Most real world data sets consist of data vectors whose individual components are not statistically independent, that is, they are redundant in the statistical sense. Then it is desirable to create a factorial code of the data, i. e., a new vectorvalued representation of each data vector such that it gets uniquely encoded by the resulting code vector (lossfree coding), but the code components are statistically independent.
Later supervised learning usually works much better when the raw input data is first translated into such a factorial code. For example, suppose the final goal is to classify images with highly redundant pixels. A naive Bayes classifier will assume the pixels are statistically independent random variables and therefore fail to produce good results.
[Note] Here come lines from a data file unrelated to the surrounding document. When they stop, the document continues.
PR #1231, opened 2024-04-08
SONARIAC-1380 S6954: Elements should not be empty or null

rudy-regazzoni-sonarsource:
I put the check on the following elements:
- direct and indirect properties of resources
- variable
- output (+ for output)

I didn't put the check on parameters.


iac-extensions/arm/src/main/java/org/sonar/iac/arm/checks/EmptyOrNullValueCheck.java
```diff
@@ -0,0 +1,143 @@
...
+    for (Property property : resource.resourceProperties()) {
+      checkExpression(ctx, property, property.value(), "property");
+    }
+  }
+
+  private static void checkVariable(CheckContext ctx, VariableDeclaration variable) {
+    checkExpression(ctx, variable, variable.value(), "variable");
+  }
+
+  private static void checkOutput(CheckContext ctx, OutputDeclaration output) {
```
mstachniuk, line 95: Please move those 3 methods after `initialize()` for easier top bottom reading

iac-extensions/arm/src/test/resources/checks/EmptyOrNullValueCheckTest/emptyOrNullValue.bicep
```diff
@@ -0,0 +1,112 @@
...
+
+param par1 object = null
+param par2 string = ''
+param par3 object = {}
+param par4 array = []
+param myList array = [
+  'val1'
+  'val2'
+  'val3'
+]
```
mstachniuk, line 86: 1. Those params are between `output`s, please move before or after
2. Maybe we should also raise issues for empty/null parameters? 🤔  The value is optional, the default value needs to be verified for different types. WDYT?

iac-extensions/arm/src/test/resources/checks/EmptyOrNullValueCheckTest/emptyOrNullValue.json
```diff
@@ -0,0 +1,197 @@
...
+  },
+  "resources": [
+    {
+      "type": "Microsoft.Storage/storageAccounts",
+      "apiVersion": "2023-01-01",
+      "name": "test",
+      "other": null,
+      "kind": "",
+      "tags": {},
+      "properties": {
```
mstachniuk, line 59: The case for empty array in resource object is missing

iac-extensions/arm/src/test/java/org/sonar/iac/arm/checks/EmptyOrNullValueCheckTest.java
```diff
@@ -0,0 +1,73 @@
...
+      issue(92, 10, 92, 25),
+      issue(93, 10, 93, 25),
+      issue(94, 10, 94, 25)
+    // TODO SONARIAC-1403 ARM Template parser should produce the same AST as Bicep for output with FOR loop
+    // issue(159, 10, 159, 24),
+    // issue(160, 10, 160, 22),
+    // issue(161, 10, 161, 22),
+    // issue(162, 10, 162, 22),
+    // issue(173, 12, 173, 24),
+    // issue(181, 12, 181, 24)
```
mstachniuk, line 65: Those issue locations don't match empty or null values in JSON file.

sonar-helm-for-iac/org.sonar.iac.helm/template-evaluation.pb.go
```diff
@@ -0,0 +1,190 @@
+// SonarQube IaC Plugin
```
mstachniuk, line 1: Why this file is included here? I guess it should be generated in "src/org.sonar.iac.helm/" - maybe there is some configuration issue?

mstachniuk: Or the local `protoc` or `protoc-gen-go` version is not as expected?

mstachniuk (changes requested):
Good direction and please see my comments

iac-extensions/arm/src/test/resources/checks/EmptyOrNullValueCheckTest/emptyOrNullValue.bicep
rudy-regazzoni-sonarsource: 1. 👍 
2. That's a good question., initially I was thinking that it it was not needed for param, but I don't see a valid use case with null/empty value. I will give a try and see if there is a lot of issues raised in ITs.

rudy-regazzoni-sonarsource: I checked. This is not a good idea as there can be a valid use case: an optional parameter with an empty value by default.
If no default value is provided, then providing a value on deployment is mandatory; otherwise, it will fail.

mstachniuk (approved):
LGTM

If the data are first encoded in a factorial way, however, then the naive Bayes classifier will achieve its optimal performance (compare Schmidhuber et al. 1996).
To create factorial codes, Horace Barlow and coworkers suggested to minimize the sum of the bit entropies of the code components of binary codes (1989). Jürgen Schmidhuber (1992) reformulated the problem in terms of predictors and binary feature detectors, each receiving the raw data as an input. For each detector there is a predictor that sees the other detectors and learns to predict the output of its own detector in response to the various input vectors or images. But each detector uses a machine learning algorithm to become as unpredictable as possible. The global optimum of this objective function corresponds to a factorial code represented in a distributed fashion across the outputs of the feature detectors.